### [Exercise instructions]
Filter the records below and copy every line containing the word "Please".

□ □ □ □ □ □ □

Issue #590, opened 2018-01-13
Must allow multiple bolt11 fallback addresses


rustyrussell:
And decodepay needs to make them an array in the JSON output.

PR #1325, opened 2018-04-05
API break: allow multiple fallback address

rustyrussell:
Fixes: #590 

This breaks JSON API, so we'd better do it now.  We use the deprecated_apis trick to make things work for now.


doc/lightning-invoice.7.txt
```diff
@@ -32,6 +32,10 @@ UTF-8, and cannot use '\u' JSON escape codes.
 The 'expiry' is optionally the number of seconds the invoice is valid for.
 If no value is provided the default of 3600 (1 Hour) is used.
 
+The 'fallbacks' array is one or more fallback addresses to include in
```
ZmnSCPxj: This paragraph is not up-to-date in the manpage file.

cdecker:
Concept ACK, pending manpage fix

rustyrussell:
Thanks, updated!

cdecker:
CI failure was unrelated, will look at it later :wink: 
ACK 8bc9488

PR #1326, opened 2018-04-05
pytest: Use a dict to pass options to lightningd

cdecker:
This allows us to have some default options that can then be overridden easily
on a per-test basis. Ran into this while writing a test that was trying to set
`--locktime-blocks`, but was overridden by the defaults due to CLI precedence.


practicalswift:
post merge utACK 7b19ff0

PR #1327, opened 2018-04-05
Support debugging with lldb

conanoc:
fix https://github.com/ElementsProject/lightning/issues/1093

Running with lldb cause SIGINT, which makes waitpid(), read()
returns error with errno as EINTR. This patch retry these calls
to ignore EINTR errors.

Tested only on macOS.

### DIFF
--- a/lightningd/bitcoind.c
+++ b/lightningd/bitcoind.c
@@ -157,7 +157,7 @@ static void bcli_finished(struct io_conn *conn UNUSED, struct bitcoin_cli *bcli)
 	bool ok;
 
 	/* FIXME: If we waited for SIGCHILD, this could never hang! */
-	ret = waitpid(bcli->pid, &status, 0);
+	while ((ret = waitpid(bcli->pid, &status, 0)) < 0 && errno == EINTR);
 	if (ret != bcli->pid)
 		fatal("%s %s", bcli_args(bcli),
 		      ret == 0 ? "not exited?" : strerror(errno));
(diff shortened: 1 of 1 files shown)


ccan/ccan/ptr_valid/ptr_valid.c
```diff
@@ -161,7 +161,7 @@ static void finish_child(struct ptr_valid_batch *batch)
 {
 	close(batch->to_child);
 	close(batch->from_child);
-	waitpid(batch->child_pid, NULL, 0);
+	while(waitpid(batch->child_pid, NULL, 0) < 0 && errno == EINTR);
```
ZmnSCPxj: Unfortunately changes to CCAN could should preferably be pushed upstream to CCAN: https://github.com/rustyrussell/ccan

arowser:
Tested pass on macOS 10.12.4

rustyrussell:
Correct fix is to get rid of ptr_valid which is needed by autodata on non-ELF platforms (ie. MacOS).

Ideally someone who knows macos would come up with a clever way of doing autodata there?  Otherwise we could generate the type_to_string and json_command arrays using grep...

conanoc:
Removed other changes except bitcoind.c from the previous commit.

conanoc:
@ZmnSCPxj @rustyrussell I think this patch is ready. Please take a look.

ZmnSCPxj:
ACK 474cc1b24d726d40b422c3277e37aece560e3ddc

cdecker:
ACK 474cc1b

PR #1329, opened 2018-04-05
topology: Two off-by-one error when catching up with the blockchain

cdecker:
There are two very hard problems in software engineering:

 1. Off-by-one errors

In this case we were rolling back further than needed and we were starting the
catchup one block further than expected.


ZmnSCPxj:
ACK 8330f34e73041eb16076ce1fa3de5dde119ab601

PR #1332, opened 2018-04-06
ccan: update to more recent version.

rustyrussell:
In particular, this gets some MacOS fixes from #1327.
It also includes a major intmap update which fixes corner cases in traversals,
and requires ccan/bitops.


ZmnSCPxj:
ACK 471464d6c6eb903cf8c27cfe42b2964935c2bfe9

Just a cursory check, I am mostly trusting that CCAN has proper checking itself, overall looks fine to me.

cdecker:
ACK 471464d

rustyrussell:
Oops, a bogus change snuck in:

```
check-shellcheck:
	true||git ls-files -- "*.sh" | xargs shellcheck
```

That should no longer be necessary!  I'll fix...

PR #1339, opened 2018-04-07
master: Move pid-file creation after the daemonization

### LINKED ISSUE #1338: Pid-file issue when creating `systemd` service

I'm trying to setup `lightningd` as a background service which I can run through `systemd`. I want to have my LN node running at all times on my VPS, and this seems like a logical way to do it. Please correct me if that's not the case.

This is how `/etc/systemd/system/c-lightning.service` looks:
```
[Unit]
Description=Lightning network daemon
After=network.target

[Service]
ExecStart=/usr/local/bin/lightningd --network bitcoin --log-file /home/torkel/.lightning/debug.log --daemon --pid-file /run/lightningd/lightningd.pid
RuntimeDirectory=lightningd
User=torkel
Type=forking
PIDFile=/run/lightningd/lightningd.pid
```

After `systemctl start c-lightning`, the command hangs without exiting. `lightnind` starts up without issue, and `getinfo` returns the usual JSON.

Checking the PID of `lightningd`, I get 8967. However, `/run/lightningd/lightning.pid` contains 8951.

I believe the issue here is that `lightningd` writes the wrong PID to the file, but I know very little about these sort of issues. Any help would be much appreciated.

EDIT: I realized I don't have to specify a PID-file for `systemd` to work. I'm unfamiliar with all of this, so I just assumed so since that was how my `bitcoind` service worked. In that case, this issue might not be that big of a deal, or even a issue at all.

cdecker:
Creating the pid-file before daemonizing results in the pid-file containing the
pid of the process that started the daemon, but is now dead.

Fixes #1338

### DIFF
--- a/lightningd/lightningd.c
+++ b/lightningd/lightningd.c
@@ -290,9 +290,6 @@ int main(int argc, char *argv[])
 	/* Handle options and config; move to .lightningd */
 	newdir = handle_opts(ld, argc, argv);
 
-	/* Create PID file */
-	pidfile_create(ld);
-
 	/* Ignore SIGPIPE: we look at our write return values*/
 	signal(SIGPIPE, SIG_IGN);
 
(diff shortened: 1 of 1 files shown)


ZmnSCPxj:
ACK 0993315748bf488106fa06499b8de493106e9bf8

□ □ □ □ □ □ □

### [Reply]
@ZmnSCPxj @rustyrussell I think this patch is ready. Please take a look.
I'm trying to setup `lightningd` as a background service which I can run through `systemd`. I want to have my LN node running at all times on my VPS, and this seems like a logical way to do it. Please correct me if that's not the case.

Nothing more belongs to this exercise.